In April 2015, Barack Obama announced the death in Pakistan of an Italian volunteer, Giovanni Lo Porto. A Palermo native with a fate that seems already sealed, Giovanni instead manages to spread his wings. He works to pay for his travels and studies, graduates in London, and works for international NGOs. During the last humanitarian mission, he is kidnapped, held captive for three years amid the silence of Italian politics and press, and finally killed in an American counterterrorist operation. Friends and colleagues, journalists and lawyers tell the story of a man who had managed to change his fate and who, after the mission, was supposed to return home to Palermo, to his mother Giusy, who’s still waiting for him, dreaming of hearing his voice again.

 

Summer Nights

Summer Nights

 by Ohad Milstein (doc, Israel/Switzerland, 2021, 53'), Italian premiere

How does the world look like through the eyes of a 6-year-old child? The movie Summer Nights is an open window on a child's world, on his fears, his desires, his way of thinking. It is a journey into the subconscious of an innocent and naive child, engrossed by the depths of his own mind.

 

Tsumu

TSUMU - Hvor går du hen med dine drømme? (Tsumu – Where Do You Go With Your Dreams?)

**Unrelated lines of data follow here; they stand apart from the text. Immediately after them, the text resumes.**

PR #4352, opened 2026-03-17
⚗ NextJS- add nextjs error boundary component

BeltranBulbarellaDD:
## Motivation

Adds React error boundary to NextJS pages router. 

## Changes

Adds `ErrorBoundary` — a React error boundary component that wraps `createErrorBoundary` from `@datadog/browser-rum-react`, pre-wired to call `addNextjsError`.

Exports `ErrorBoundaryFallback` and `ErrorBoundaryProps` types alongside it.

Also adds `@datadog/browser-rum-react` as an optional peer dependency of `rum-nextjs`, and allows `@datadog/browser-rum-react/internal` through the `disallow-side-effects` ESLint rule.

## Test instructions

Test app — new pages for both routers to exercise all error paths:

| Scenario | Implementation |
|--------|--------|
| Pages Router client error | ErrorBoundary in `pages-router/error-test.tsx` |
| App Router client error | `error.tsx` segment boundary calling `addNextjsError` |
| App Router server error (with digest) | Server component throw → `error.tsx` calling `addNextjsError`  |
| App Router global error | Root-level throw → `global-error.tsx` calling `addNextjsError` | 

## Checklist

- [x] Tested locally
- [ ] Tested on staging

### DIFF
--- a/test/apps/angular-app/yarn.lock
+++ b/test/apps/angular-app/yarn.lock
@@ -296,14 +296,14 @@ __metadata:
 
 "@datadog/browser-core@file:../../../packages/core/package.tgz::locator=angular-app%40workspace%3A.":
   version: 6.31.0
-  resolution: "@datadog/browser-core@file:../../../packages/core/package.tgz#../../../packages/core/package.tgz::hash=d110af&locator=angular-app%40workspace%3A."
-  checksum: 10c0/1e3797a56310fde499578396bd2594c4e0ac891610e7d57ddac2164a8c29a97177b3eac938f6a8480192bb31b5d798acaf2ea26de1778047d43c010ff0124dc0
+  resolution: "@datadog/browser-core@file:../../../packages/core/package.tgz#../../../packages/core/package.tgz::hash=6201e3&locator=angular-app%40workspace%3A."
+  checksum: 10c0/a019713374971a2dd35c63318cecd76e38d08348a24ca5b88abb8fca8501d17589e187bd4e68c7358f3523dd3fd08d110b307647854a620b0f3371f2c7db14ca
   languageName: node
   linkType: hard
 
 "@datadog/browser-rum-angular@file:../../../packages/rum-angular/package.tgz::locator=angular-app%40workspace%3A.":
   version: 0.0.0
-  resolution: "@datadog/browser-rum-angular@file:../../../packages/rum-angular/package.tgz#../../../packages/rum-angular/package.tgz::hash=1db391&locator=angular-app%40workspace%3A."
+  resolution: "@datadog/browser-rum-angular@file:../../../packages/rum-angular/package.tgz#../../../packages/rum-angular/package.tgz::hash=004229&locator=angular-app%40workspace%3A."
   dependencies:
     "@datadog/browser-core": "npm:6.31.0"
     "@datadog/browser-rum-core": "npm:6.31.0"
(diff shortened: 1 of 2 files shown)


packages/rum-nextjs/src/domain/error/errorBoundary.spec.tsx
BeltranBulbarellaDD, line 1: Since all these tests are the same for rum-react (except for the last one) should I remove them?

package.json
```diff
@@ -17,12 +17,11 @@
     "build:apps": "node scripts/build/build-test-apps.ts",
     "build:docs:json": "typedoc --logLevel Verbose --json ./docs.json",
     "build:docs:html": "typedoc --out ./docs",
-    "pack": "yarn workspaces foreach --all --parallel --include '@datadog/*' exec yarn pack",
+    "pack": "yarn workspaces foreach --all --parallel --topological --include '@datadog/*' exec yarn pack",
```
BeltranBulbarellaDD, line 20: This is required because rum-nextjs needs rum-react

test/e2e/playwright.base.config.ts
```diff
@@ -48,7 +48,7 @@ export const config: Config = {
       name: 'nextjs app router',
       stdout: 'pipe' as const,
       cwd: path.join(__dirname, '../apps/nextjs'),
-      command: isLocal ? 'yarn dev' : 'yarn start',
+      command: 'yarn start',
```
BeltranBulbarellaDD, line 51: This is for 2 reasons: 
1. So that StrictMode does not double-fires in dev mode.
2. The dev error overlay does not appear ([ex](https://github.com/vercel/next.js/issues/47124))

package.json
BenoitZugmeyer: I'm not sure about this... `rum` depends on `rum-code` which depends on `core` and that was not an issue before.

test/e2e/scenario/nextjsPlugin.scenario.ts
```diff
@@ -200,69 +201,78 @@ test.describe('nextjs - router', () => {
...
-          expect(browserLogs.length).toBeGreaterThan(0)
-        })
-      })
+            const customErrors = intakeRegistry.rumErrorEvents.filter((e) => e.error.source === 'custom')
+            expect(customErrors).toHaveLength(1)
+            expect(customErrors[0].error.handling_stack).toBeDefined()
+            expect(customErrors[0].context).toMatchObject({
+              framework: 'nextjs',
+              nextjs: { digest: expect.any(String) },
+            })
```
BenoitZugmeyer, line 249: **suggestion:** 
```ts
          expect(errorEvent.error.component_stack).toBeDefined()
```

packages/rum-react/internal.d.ts
BenoitZugmeyer, line 1: **suggestion:** this should not be needed. During development, [the path points to the correct source](https://github.com/DataDog/browser-sdk/blob/fcbf67aa4e2a17924cac39793adbf97cea6ace18/tsconfig.base.json#L33), and for production builds the [package.json is pointing to the right .d.ts file](https://github.com/DataDog/browser-sdk/blob/fcbf67aa4e2a17924cac39793adbf97cea6ace18/packages/rum/internal/package.json#L1)

packages/rum-nextjs/package.json
```diff
@@ -14,10 +14,14 @@
     "@datadog/browser-rum-core": "6.31.0"
   },
   "peerDependencies": {
+    "@datadog/browser-rum-react": "6.31.0",
```
BenoitZugmeyer: **suggestion:** `@datadog/browser-rum-react` should be a direct dependencies, not a peer dep or a dev dep. Customers should not need to install the react integration themselves

.claude/skills/datadog-sdk-event-inspection/SKILL.md
thomas-lebeau, line 1: sounds like this as nothing to with this PR

test/e2e/scenario/nextjsPlugin.scenario.ts
BeltranBulbarellaDD: But we are not testing the same thing right? I don't mind the change I just wanted to test the nextjs specific values.

.claude/skills/datadog-sdk-event-inspection/SKILL.md
BeltranBulbarellaDD: Yeah I'll remove it, it was used for the investigation on Firefox.

packages/rum-react/internal.d.ts
BeltranBulbarellaDD: Aa okay, thanks for the info!

package.json
BeltranBulbarellaDD: Hm let's discuss!

BeltranBulbarellaDD: Discussed [here](https://dd.slack.com/archives/C07D07KLS2E/p1773932458377529?thread_ts=1773860415.280269&cid=C07D07KLS2E)

BenoitZugmeyer: Heeey so after a bit of investigation I think the issue comes from the integration packages having a ["prepack" script](https://github.com/DataDog/browser-sdk/blob/7807ff3eb14418ff864bf8a992ba65a135fb8225/packages/rum-react/package.json#L10). This script is called during `yarn pack`. It builds the package before packing it. This was useful when dogfooding the `rum-react` package in web-ui before publishing it  (see https://github.com/DataDog/browser-sdk/pull/3182)

I *think* it makes sense and it should be added to all packages, not just integrations. By doing that, we won't need to run `yarn build` before running `yarn run pack`, the build will always be done during pack. As you noted, this requires to use the `--topological` flag when packing, similarly to the `build` script. I'll work on this in a separate PR. In the meantime, please add back the `--topological` option and remove the `internal.d.ts` file.

test/e2e/scenario/nextjsPlugin.scenario.ts
BenoitZugmeyer: Nevermind. It seems like Next.js doesn't expose the component stack for those `error.tsx` files

packages/rum-nextjs/src/domain/error/errorBoundary.spec.tsx
```diff
@@ -0,0 +1,42 @@
+import React from 'react'
+
+import { disableJasmineUncaughtExceptionTracking, ignoreConsoleLogs } from '@datadog/browser-core/test'
+import { appendComponent } from '../../../../rum-react/test/appendComponent'
+import { initReactOldBrowsersSupport } from '../../../../rum-react/test/reactOldBrowsersSupport'
```
mormubis, line 5: The test imports `appendComponent` and `initReactOldBrowsersSupport` via relative paths across package boundaries (`../../../../rum-react/test/...`). Is there a plan to extract these into a shared test utility, or is this the accepted pattern? It works, just looks fragile if packages ever move around.

BeltranBulbarellaDD: Agreed. Maybe we can expose them as shared utility, that would be better.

 by Kasper Kiertzner (doc, Denmark/Sweden, 2022, 88'), International premiere

Lars (19) lives in Tasiilaq, East Greenland, where his generation doesn't have much to look forward to. If you want to study in the nearest city, you have to travel 700 km. Together with his best friends Eino and Thomas, and other young people in Tasilaq, Lars creates theatre plays to express emotions and to stand up against suicide and abuse. But struggling for a brighter future, Lars and Eino are faced with a dilemma: should they stay or should they leave? If they leave, they will hurt their families and friends who need them. If they stay, their own dreams of another life will vanish.

 

 

Who Would You Tell

Who Would You Tell?

 by Dery Sultana (doc, Malta/Australia, 2022, 70'), World premiere

In October 1960, with the promise of a better future, three young brothers from Malta were separated from their destitute family and sent to Tardun in Western Australia under a child migration scheme. A failed second chance turned into a lifetime of regret, pain and missed opportunities. Fifty years later, Raphael, Peter and Manny reflect on their stolen childhood and how the sexual, emotional and physical abuse they endured shaped their life. Through archive and oral history, we delve back through their memories of abuse, homesickness and severed family ties. Their story unravels the failure of a scheme backed by two states and broken promises of the Catholic organization that received them. 

 

Young Plato

Young Plato

 by Neasa Ni Chianáin, Declan McGrath (doc, UK/Ireland/Belgium/France, 2021, 102'), Italian premiere

An observational documentary set in post conflict Belfast’s Ardoyne, where a marginalized, working class community has lived for years plagued by poverty, drugs and guns. This film charts the dream of Headmaster Kevin McArevey and his dedicated, visionary team illustrating how critical thinking and pastoral care can empower and encourage children to see beyond the boundaries and limitations of their own community. We see how philosophy can encourage them to question the mythology of war and of violence, and sometimes challenge the narratives that their parents, peers and socio-economic group dictate.